◆ Problem: Pull out every line below that holds the word "missed".

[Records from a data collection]
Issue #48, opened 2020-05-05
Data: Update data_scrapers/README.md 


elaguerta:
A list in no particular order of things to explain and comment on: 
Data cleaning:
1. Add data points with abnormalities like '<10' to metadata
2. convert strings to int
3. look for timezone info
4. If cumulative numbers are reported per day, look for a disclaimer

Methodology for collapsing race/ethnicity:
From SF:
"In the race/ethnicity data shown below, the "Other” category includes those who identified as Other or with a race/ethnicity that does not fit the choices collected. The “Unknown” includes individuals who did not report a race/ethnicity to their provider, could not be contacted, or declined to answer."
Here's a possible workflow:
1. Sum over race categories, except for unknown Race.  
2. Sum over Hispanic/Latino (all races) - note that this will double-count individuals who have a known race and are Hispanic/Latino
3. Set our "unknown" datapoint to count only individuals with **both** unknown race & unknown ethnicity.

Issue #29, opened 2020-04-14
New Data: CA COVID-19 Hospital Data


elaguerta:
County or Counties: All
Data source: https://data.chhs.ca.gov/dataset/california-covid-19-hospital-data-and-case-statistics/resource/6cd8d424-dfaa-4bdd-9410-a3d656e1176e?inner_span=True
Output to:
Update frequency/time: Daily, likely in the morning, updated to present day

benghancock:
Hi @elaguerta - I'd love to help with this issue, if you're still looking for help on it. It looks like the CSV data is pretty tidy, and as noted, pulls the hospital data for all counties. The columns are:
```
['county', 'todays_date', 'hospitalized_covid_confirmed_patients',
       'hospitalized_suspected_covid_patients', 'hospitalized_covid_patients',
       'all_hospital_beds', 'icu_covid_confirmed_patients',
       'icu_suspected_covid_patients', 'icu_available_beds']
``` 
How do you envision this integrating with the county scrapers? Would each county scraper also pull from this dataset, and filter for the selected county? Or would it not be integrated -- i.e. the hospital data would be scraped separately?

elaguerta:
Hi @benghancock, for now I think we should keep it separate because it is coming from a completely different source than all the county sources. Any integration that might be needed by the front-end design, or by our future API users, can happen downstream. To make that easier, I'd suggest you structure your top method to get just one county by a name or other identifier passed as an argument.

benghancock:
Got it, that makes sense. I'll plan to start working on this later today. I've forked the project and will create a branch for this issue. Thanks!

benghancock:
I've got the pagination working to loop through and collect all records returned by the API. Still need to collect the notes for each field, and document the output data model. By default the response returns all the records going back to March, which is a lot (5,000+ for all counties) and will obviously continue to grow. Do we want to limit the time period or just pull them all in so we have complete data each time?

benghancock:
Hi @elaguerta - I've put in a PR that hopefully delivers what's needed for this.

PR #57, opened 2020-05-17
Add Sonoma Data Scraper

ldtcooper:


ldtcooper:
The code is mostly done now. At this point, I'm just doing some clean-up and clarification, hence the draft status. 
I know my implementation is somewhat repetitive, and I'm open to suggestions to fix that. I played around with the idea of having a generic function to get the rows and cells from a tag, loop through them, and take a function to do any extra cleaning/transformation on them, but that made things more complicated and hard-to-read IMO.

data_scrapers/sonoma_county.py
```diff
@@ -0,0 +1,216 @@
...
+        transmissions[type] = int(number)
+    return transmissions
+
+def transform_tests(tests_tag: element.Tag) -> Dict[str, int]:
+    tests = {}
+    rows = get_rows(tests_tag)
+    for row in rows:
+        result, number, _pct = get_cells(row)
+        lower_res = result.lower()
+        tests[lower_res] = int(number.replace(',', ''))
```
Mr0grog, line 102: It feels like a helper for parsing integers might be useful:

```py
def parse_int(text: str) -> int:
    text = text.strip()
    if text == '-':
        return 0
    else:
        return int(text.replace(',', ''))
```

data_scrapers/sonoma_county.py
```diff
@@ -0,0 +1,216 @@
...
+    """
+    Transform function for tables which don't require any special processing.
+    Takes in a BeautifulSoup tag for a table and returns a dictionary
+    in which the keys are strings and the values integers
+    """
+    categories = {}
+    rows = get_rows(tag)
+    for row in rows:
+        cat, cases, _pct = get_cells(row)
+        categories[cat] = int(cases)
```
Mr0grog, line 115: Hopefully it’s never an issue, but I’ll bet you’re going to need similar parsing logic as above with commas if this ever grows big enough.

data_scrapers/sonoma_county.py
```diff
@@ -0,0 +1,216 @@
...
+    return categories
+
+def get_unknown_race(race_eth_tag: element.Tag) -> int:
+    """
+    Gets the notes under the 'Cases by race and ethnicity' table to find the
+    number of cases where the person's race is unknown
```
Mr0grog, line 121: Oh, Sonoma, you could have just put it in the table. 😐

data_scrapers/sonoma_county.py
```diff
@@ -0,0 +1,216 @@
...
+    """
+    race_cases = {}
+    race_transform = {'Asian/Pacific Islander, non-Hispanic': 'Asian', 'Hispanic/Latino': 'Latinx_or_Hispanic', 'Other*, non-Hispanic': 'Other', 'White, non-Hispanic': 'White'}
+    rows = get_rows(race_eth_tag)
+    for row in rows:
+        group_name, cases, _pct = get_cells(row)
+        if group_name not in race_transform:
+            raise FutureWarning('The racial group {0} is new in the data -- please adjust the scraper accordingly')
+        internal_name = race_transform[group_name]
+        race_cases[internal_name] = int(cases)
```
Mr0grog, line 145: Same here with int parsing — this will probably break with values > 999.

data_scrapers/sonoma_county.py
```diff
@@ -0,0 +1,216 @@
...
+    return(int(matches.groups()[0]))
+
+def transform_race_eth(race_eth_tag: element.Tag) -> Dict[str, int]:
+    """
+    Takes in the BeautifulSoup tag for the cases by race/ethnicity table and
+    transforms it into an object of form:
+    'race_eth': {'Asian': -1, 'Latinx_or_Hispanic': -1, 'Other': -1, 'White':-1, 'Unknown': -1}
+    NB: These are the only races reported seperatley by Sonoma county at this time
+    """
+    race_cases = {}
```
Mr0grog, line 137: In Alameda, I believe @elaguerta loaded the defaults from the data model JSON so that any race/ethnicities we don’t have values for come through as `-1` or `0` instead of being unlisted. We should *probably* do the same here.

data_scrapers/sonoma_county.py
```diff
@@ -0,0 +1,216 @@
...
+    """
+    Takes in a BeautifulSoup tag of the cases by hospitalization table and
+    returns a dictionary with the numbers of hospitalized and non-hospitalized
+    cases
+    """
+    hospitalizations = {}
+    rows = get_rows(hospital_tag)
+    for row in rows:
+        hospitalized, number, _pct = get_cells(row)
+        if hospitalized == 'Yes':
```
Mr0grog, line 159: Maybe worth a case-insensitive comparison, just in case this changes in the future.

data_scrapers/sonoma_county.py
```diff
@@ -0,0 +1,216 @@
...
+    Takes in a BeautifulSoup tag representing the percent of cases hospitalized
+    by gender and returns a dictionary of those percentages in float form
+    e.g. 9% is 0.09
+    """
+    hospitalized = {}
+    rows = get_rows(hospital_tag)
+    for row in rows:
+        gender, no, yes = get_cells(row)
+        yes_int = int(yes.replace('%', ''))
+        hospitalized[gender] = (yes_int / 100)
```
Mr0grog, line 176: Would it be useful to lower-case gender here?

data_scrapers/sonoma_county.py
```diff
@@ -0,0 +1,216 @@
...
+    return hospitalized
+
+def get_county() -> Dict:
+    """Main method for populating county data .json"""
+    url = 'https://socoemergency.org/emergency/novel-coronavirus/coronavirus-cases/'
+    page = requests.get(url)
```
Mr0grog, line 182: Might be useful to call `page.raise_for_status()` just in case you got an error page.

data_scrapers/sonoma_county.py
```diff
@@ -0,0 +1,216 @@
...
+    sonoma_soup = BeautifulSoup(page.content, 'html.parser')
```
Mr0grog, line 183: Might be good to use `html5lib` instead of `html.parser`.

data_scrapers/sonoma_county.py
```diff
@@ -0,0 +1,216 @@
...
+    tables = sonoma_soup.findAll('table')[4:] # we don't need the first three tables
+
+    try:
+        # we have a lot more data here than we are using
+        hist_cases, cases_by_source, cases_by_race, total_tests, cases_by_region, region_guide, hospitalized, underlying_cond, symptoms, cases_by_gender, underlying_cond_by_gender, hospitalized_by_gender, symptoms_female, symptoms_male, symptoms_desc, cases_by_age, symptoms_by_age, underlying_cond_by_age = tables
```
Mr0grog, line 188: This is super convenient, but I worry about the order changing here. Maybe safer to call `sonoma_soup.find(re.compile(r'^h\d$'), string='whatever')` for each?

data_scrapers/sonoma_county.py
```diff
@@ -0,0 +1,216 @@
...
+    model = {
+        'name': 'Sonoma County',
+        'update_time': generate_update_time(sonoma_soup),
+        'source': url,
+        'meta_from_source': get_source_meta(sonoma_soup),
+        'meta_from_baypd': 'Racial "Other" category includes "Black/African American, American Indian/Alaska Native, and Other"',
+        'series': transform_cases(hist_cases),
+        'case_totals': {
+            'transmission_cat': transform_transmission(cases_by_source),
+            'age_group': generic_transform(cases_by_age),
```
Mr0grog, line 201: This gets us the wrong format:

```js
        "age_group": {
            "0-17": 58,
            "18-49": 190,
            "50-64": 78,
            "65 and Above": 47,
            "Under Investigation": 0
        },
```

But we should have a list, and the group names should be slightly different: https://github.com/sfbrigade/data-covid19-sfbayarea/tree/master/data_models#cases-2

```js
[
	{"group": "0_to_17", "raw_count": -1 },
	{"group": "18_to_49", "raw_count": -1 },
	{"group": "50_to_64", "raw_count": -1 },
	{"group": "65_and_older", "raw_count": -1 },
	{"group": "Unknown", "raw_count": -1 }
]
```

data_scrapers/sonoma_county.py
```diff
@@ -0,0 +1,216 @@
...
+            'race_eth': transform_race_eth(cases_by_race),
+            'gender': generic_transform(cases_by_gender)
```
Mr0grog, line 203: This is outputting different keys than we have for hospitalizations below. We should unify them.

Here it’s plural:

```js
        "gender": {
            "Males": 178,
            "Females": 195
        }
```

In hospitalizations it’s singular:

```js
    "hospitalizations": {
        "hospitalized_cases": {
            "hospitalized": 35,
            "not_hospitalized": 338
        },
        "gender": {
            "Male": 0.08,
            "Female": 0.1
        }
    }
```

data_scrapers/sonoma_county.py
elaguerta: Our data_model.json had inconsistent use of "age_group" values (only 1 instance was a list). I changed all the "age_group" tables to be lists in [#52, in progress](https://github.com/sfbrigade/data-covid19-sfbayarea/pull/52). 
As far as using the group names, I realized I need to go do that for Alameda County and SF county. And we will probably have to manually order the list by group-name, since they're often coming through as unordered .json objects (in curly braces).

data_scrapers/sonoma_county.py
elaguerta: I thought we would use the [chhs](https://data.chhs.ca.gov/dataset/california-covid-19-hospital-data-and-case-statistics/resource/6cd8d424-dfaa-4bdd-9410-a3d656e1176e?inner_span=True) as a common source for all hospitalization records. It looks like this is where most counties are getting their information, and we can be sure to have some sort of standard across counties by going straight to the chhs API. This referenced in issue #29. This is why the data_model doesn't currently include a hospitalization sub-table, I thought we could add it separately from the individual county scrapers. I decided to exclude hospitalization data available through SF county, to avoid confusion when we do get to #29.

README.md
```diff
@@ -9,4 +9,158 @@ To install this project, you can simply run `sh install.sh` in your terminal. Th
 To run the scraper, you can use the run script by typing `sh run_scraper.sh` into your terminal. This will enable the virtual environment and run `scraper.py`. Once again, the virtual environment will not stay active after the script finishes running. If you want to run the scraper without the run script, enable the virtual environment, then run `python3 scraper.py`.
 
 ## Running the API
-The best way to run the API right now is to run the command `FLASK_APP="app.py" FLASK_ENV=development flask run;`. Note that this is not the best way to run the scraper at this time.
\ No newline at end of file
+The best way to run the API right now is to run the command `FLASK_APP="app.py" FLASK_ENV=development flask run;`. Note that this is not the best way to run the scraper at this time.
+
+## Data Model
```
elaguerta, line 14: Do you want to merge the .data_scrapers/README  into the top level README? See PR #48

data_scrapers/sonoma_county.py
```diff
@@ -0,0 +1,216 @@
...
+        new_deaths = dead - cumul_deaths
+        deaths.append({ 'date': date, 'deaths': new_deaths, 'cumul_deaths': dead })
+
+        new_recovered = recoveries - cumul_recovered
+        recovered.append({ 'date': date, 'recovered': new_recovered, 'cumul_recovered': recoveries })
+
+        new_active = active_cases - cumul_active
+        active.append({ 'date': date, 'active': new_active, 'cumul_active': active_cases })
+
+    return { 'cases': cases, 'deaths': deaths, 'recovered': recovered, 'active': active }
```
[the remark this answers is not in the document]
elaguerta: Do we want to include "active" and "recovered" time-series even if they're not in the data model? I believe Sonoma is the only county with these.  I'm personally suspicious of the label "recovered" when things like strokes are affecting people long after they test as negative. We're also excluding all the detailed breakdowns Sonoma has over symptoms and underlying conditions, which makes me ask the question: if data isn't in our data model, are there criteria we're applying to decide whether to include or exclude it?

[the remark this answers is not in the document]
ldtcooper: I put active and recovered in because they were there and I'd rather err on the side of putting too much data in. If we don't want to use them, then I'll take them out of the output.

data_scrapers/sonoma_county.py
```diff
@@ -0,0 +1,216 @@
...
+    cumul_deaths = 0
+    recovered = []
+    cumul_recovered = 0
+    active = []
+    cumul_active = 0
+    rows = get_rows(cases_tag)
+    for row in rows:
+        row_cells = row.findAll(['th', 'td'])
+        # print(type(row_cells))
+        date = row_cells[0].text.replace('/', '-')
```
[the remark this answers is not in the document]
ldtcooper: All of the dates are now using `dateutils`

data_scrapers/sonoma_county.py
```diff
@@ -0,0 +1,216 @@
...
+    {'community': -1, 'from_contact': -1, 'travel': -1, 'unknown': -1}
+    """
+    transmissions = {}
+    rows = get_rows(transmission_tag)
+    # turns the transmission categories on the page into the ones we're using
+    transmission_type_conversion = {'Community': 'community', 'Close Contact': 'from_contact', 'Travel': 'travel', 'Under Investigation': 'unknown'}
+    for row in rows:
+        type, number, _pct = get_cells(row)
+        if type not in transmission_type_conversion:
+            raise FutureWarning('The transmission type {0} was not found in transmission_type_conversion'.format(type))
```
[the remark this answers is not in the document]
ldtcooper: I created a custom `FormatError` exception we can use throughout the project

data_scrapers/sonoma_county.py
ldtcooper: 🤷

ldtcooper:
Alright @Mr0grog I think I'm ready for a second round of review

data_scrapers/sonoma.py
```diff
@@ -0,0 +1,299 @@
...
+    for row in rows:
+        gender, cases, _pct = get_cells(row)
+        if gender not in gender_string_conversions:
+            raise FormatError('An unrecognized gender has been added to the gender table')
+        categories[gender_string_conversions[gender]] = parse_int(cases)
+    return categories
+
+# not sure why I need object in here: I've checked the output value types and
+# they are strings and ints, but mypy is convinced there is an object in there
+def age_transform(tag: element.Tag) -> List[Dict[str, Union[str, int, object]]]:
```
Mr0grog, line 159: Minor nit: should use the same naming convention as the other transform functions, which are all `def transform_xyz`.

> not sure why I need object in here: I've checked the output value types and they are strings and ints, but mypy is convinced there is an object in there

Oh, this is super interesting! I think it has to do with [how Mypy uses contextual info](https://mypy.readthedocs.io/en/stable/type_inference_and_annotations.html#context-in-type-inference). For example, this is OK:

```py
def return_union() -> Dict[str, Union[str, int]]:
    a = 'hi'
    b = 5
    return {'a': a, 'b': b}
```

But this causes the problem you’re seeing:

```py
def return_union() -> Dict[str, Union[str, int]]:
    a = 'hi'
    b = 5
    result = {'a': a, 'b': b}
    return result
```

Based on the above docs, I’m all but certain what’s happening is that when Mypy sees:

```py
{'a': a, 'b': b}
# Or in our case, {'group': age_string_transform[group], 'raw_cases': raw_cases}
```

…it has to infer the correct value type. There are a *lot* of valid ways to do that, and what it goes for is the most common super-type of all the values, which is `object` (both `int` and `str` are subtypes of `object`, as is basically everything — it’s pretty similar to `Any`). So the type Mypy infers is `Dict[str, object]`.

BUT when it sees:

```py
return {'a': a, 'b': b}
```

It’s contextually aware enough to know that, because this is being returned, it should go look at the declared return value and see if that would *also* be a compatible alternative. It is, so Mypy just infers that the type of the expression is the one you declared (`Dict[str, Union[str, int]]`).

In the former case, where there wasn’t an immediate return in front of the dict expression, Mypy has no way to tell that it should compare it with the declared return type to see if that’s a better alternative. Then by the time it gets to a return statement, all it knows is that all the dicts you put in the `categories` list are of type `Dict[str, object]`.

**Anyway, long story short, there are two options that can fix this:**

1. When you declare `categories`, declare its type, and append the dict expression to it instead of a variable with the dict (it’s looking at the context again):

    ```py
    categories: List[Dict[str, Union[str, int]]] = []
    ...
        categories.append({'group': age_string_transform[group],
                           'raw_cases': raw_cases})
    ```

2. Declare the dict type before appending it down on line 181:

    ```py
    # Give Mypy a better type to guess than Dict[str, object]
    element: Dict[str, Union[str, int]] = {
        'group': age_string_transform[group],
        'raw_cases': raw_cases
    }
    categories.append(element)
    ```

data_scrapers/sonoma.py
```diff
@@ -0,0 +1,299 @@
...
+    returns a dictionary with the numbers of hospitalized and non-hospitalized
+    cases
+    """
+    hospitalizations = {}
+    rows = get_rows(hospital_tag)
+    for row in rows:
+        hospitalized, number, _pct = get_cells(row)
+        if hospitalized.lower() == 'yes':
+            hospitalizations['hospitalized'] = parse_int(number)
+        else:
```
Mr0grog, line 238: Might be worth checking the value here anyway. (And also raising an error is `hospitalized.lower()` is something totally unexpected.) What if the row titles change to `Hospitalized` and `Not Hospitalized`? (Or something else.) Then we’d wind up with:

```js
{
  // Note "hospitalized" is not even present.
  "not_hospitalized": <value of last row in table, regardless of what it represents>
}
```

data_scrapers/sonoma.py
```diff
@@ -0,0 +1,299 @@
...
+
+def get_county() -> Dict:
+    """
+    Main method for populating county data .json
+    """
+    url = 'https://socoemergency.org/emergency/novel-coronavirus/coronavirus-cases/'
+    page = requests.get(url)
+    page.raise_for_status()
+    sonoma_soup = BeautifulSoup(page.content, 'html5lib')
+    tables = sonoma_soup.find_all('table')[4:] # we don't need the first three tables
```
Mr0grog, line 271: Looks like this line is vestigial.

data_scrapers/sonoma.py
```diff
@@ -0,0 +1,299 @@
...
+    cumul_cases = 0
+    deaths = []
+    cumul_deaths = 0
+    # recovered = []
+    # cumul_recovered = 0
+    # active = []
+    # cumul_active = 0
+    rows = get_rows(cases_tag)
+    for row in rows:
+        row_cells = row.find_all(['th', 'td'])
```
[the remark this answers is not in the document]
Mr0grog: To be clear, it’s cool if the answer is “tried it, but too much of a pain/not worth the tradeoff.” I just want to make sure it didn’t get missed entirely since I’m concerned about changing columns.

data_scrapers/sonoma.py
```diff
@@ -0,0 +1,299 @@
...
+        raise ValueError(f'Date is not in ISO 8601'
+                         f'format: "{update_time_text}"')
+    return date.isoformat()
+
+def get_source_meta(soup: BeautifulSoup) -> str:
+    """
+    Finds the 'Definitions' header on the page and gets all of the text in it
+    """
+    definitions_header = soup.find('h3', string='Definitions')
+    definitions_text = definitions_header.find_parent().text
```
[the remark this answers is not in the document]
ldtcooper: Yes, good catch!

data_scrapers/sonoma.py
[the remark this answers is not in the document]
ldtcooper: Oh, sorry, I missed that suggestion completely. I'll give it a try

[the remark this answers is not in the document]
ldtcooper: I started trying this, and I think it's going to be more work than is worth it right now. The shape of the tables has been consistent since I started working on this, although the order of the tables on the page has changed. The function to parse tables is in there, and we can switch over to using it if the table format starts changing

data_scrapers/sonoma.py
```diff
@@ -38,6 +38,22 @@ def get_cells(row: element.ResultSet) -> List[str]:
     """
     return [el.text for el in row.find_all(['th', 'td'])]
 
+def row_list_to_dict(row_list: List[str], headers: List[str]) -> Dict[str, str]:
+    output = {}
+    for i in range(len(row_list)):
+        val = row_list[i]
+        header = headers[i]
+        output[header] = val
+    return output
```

◆ Expected answer:
Mr0grog: To be clear, it’s cool if the answer is “tried it, but too much of a pain/not worth the tradeoff.” I just want to make sure it didn’t get missed entirely since I’m concerned about changing columns.
ldtcooper: Oh, sorry, I missed that suggestion completely. I'll give it a try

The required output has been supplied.